Wütend springt er auf, schleudert seinen Stuhl gegen eine Kommode: „Sie will mich einen Lügner heißen?“

Ich werde kleiner, aber auf meinem Stuhl bleib ich fester sitzen. „Ich hab nichts von seinen Plänen gewusst, er hat mir nie geschrieben. Und ich glaub noch lang nicht, dass er das wirklich getan hat, schon gar nicht allein. So ein Riesensaal, der Bürgerbräukeller. Tadellos zusammengefallen, heidenei. Ein Kunstwerk, diese Explosion. Er wollte immer Kunstschreiner sein.“

„Wer soll ihn unterstützt haben?“

„Wer solche Bomben für den Krieg braucht. Er war Schreiner, hat mir nie erklärt, wie eine Bombe klappt. Wir einfachen Leute machen solche Dinger nicht.“

Drei Uhr mittags, er bekommt Tee und Linzertorte. Ich hab noch nicht mal ein Mittagessen gehabt.

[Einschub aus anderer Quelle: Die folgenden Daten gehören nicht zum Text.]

PR #16558, opened 2024-10-16
fix: primefaces#16557 - V18 extend card theming support

EnricoMessall:
fix: primefaces#16557

- New padding tokens for more elements
- Tokens for card content and footer
- Realigned caption token to match with cardstyle.ts
- Support font adjustments also for subtitle

### DIFF
--- a/.github/workflows/pr-checker.yml
+++ b/.github/workflows/pr-checker.yml
@@ -27,7 +27,7 @@ jobs:
             - uses: actions/checkout@v3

Fragt der SS, ob ich auch was bekomme?
„So eine verworfene Person kriegt nichts. Hat mich einen Lügner geheißen.“
„Wenigstens ein Getränk?“
„Ich hab gesagt: nichts.“

So ging’s Stund für Stund. Was ich geschrieben hätt und der Schorsch geantwortet? Was wir in der Schweiz wollten? Und immer das Triumphgeheul, ich sei eingeweiht gewesen, ich sei überführt.

Gegen Ende, als ich vor lauter Hunger und Durst einer Ohnmacht nahe bin, wird er leiser: „So was hat sich bei mir noch niemand getraut. Keiner meiner Generäle hat so viel Widerspenstigkeit bewiesen. Was für eine Frau, bloß eine Textilarbeiterin, Schwäbin, ungelernt wie ich.“

Dann ist er noch mehr hinter seinem Schreibtisch zusammengeschrumpft.

Es ist schon lang dunkel, als die SS mich nausbringen. Auf-m Flur schlepp ich mich mit weichen Knieen dahin. Ungläubig seh ich, wie die Uhr auf kurz nach acht steht.

Geschlagene acht Stunden Verhör, ohne Essen und Trinken.

Was machen die bloß mit meinem Schorsch?